The Architectural Topographies project
An MFA Thesis Project, by Claudia Vieira
For me, geometry is poetry. The rectangle is a metaphor for empty space—enigmatic in its simplicity. I see it as what the Brazilian Spiral Room, Installation by Claudia Vieira artist Lygia Clark called empty-full. And, as a parallel to the concept of emptiness in Zen Buddhism. Art questions the nature and limits of the three-dimensional object and transcends physical presence to envelop vision, architecture and experience.
All of these ideas and more are expressed in my Architectural Topographies Project, completed during my graduate studies at Pratt Institute in Brooklyn. It includes large drawings on paper,a drawing installation where drawings were made directly on the walls, ceiling and floor of three rooms—one black, another black and white (Spiral Room) and the third, white)—plus a video projection of the process of making of the installation.
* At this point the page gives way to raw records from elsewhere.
PR #5602, opened 2023-04-07
chore: [#184814236] add ESLint rule to require use of === and !== (over == and !=)

AnJuHyppolite:
## Description

Add ESLint rule to require the use of === and !== (over == and !=)

### Ticket

[#184814236](https://www.pivotaltracker.com/story/show/#184814236)

### Approach

N/A

### Steps to Test

Run `yarn eslint` to determine whether == and != is being used in the codebase.

### Notes

N/A

## Code author checklist

### DIFF
--- a/api/.eslintrc.json
+++ b/api/.eslintrc.json
@@ -19,6 +19,7 @@
   "rules": {
     "@typescript-eslint/no-empty-function": "off",
     "@typescript-eslint/explicit-function-return-type": "warn",
+    "eqeqeq": "warn",
     "prefer-template": "error",
     "unicorn/filename-case": [
       "error",
--- a/api/src/domain/updateSidebarCards.ts
+++ b/api/src/domain/updateSidebarCards.ts
@@ -48,7 +48,7 @@ export const updateSidebarCards: UpdateSidebarCards = (userData: UserData): User
     hideCard("task-progress");
   }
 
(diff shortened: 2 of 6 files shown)


jphechter (approved):
LGTM! 🚀 🌔

jphechter:
Looks like its working!

"I never trust a test I've never seen fail." - @aloverso 

Screen Shot 2023-04-07 at 4 10 18 PM

api/.eslintrc.json
```diff
@@ -19,6 +19,7 @@
   "rules": {
     "@typescript-eslint/no-empty-function": "off",
     "@typescript-eslint/explicit-function-return-type": "warn",
+    "eqeqeq": "error",
```
aloverso, line 22: Something to consider might be to set this to "warn" instead of "error"

Either one will fail the `yarn lint` command and thus will fail in CircleCI (which is what we want).

The difference is that depending on your personal IDE settings, an eslint "error" will highlight red as you're writing the code, whereas an eslint "warn" will not "scream at you" in the IDE. It'll likely show up as a yellow suggestion instead of a red error. 

Either way, everyone would have to fix before pushing their code, which is good. But the warn/error would just change how it displays in the IDE before it's fixed. Personal preference.

aloverso (approved):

The project in the Spiral Room turned into a kind of drawing meditation—one that took three months to complete. It was done right after a three-week Kyol Che retreat last summer at Providence Zen Center. The work was all black and white, using only line charcoal and ink. Among other influences, it relates to Geronimus Bosch's painting, Garden of Earthly Delights (ca. 1500, Museo del Prado, Madrid), which is both a triptych and a metaphor for darkness and lightness, but mainly for real life's non-duality, where both actually interact.
Drawing, as you might guess by now, is at the core of my practice. Its rigor and discipline function as a form of meditation, a concentration on an essential activity in which the credibility of the statement the artist is making is completely within his or her hands. Here, drawing is not an end product, but a process. One which reaches beyond the system of significance that is activated by the work and its interaction with the viewer that produces meaning. For me drawing is a medium for exploring, blurring and exploiting the dialectical separations between reality and imagination, visible and invisible, inside and outside, self and other.
Claudia’s project, her graduation thesis project for a Master of Fine Arts degree at Pratt Institute, was on display last December at the Institute.